D. Chi è un innovatore per te? Perché?
R. È innovatore chiunque non si accontenta e non teme il cambiamento. Per innovare, prima ancora di competenze tecniche o professionali, occorrono curiosità, coraggio, ottimismo, entusiasmo, voglia di fare e rischiare. Le competenze, che si acquisiscono, non rappresentano mai un limite, ma uno stimolo.

D. Qual è l’innovazione che cambierà il mondo nei prossimi anni?
R. Lascio decidere ai futurologi. Viviamo in un sistema complesso e interconnesso, la stessa innovazione è esposta al cosiddetto “effetto farfalla” per cui innovazioni teoricamente molto promettenti possono avere ricadute non significative come altre marginali. Un elemento interessante è però legato alla durata delle innovazioni, che si è drasticamente ridotto.

D. Qual è il ruolo di un leader in un’organizzazione?
R. il leader è una figura carismatica e autorevole che emerge e si afferma in ogni organizzazione. La leadership si acquisisce sul campo dando prova di responsabilità, empatia, capacità di ascolto, visione, competenza, umiltà. Leader si diventa, non è un titolo acquisibile o ereditabile. Alcuni, che in modo errato lo si autoproclamano, sono al più buoni dirigenti, abili amministratori.

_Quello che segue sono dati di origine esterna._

PR #1601, opened 2019-08-20
Split up large hsm-sys lib.rs

darobs:
The original hsm-sys/src/lib.rs file was generated and cleaned up a bit, but we've been hand-editing it since.  It's not readable in its current form, so I split off the 3 major sections (tpm, x509, and crypto) into modules to improve readability and understanding.

There is no functionality change.


darobs:
> LGTM. Did you make any changes except of moving code to its modules?

I did change a few references from "\<struct\>_TAG" to just "\<struct\>", but they are aliases of the same structure.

D. Una persona che ha lasciato il segno nella tua vita?
R. Difficile dirlo. Innanzitutto perché son più di una, poi perché credo che ogni incontro sia motivo di arricchimento. Va da sé poi che ricordo con molto affetto quanti reputo i miei maestri, ovvero coloro cui riconosco una forte capacità di interpretare, vivere e trasferire i valori in cui mi riconosco e ritengo fondamentali.

D. La tua più grande paura/la tua più grande speranza?
R. Essendo per natura un ottimista non ho grandi paure. Anzi reputo la paura un deficit di conoscenza, per cui laddove dovessi averne una sono pronto a mettermi a indagare sulle ragioni che la provocano per rimuoverle. La mia speranza sono i giovani, la loro voglia di fare e impegnarsi per il futuro del pianeta

D. Il tuo progetto di lavoro attuale e quello futuro.
R. Facilitare l’incontro fra mondo della ricerca e quello della produzione. Al di là delle qualità psicologiche e culturali dell’innovatore, l’innovazione poggia anche su robuste conoscenze scientifiche e tecnologiche. Spesso risultati scientifici dal grosso potenziale innovativo restano confinati nei laboratori, mentre brillanti e originali idee non trovano supporto tecnologico adeguato.

D. La cosa che più ti fa emozionare e quella che ti fa più arrabbiare
R. Mi emoziona l’umiltà di voler imparare nuove cose, la curiosità scientifica, mi fanno arrabbiare molte cose, tra queste la tronfia supponenza e l’arroganza da chiunque provenga.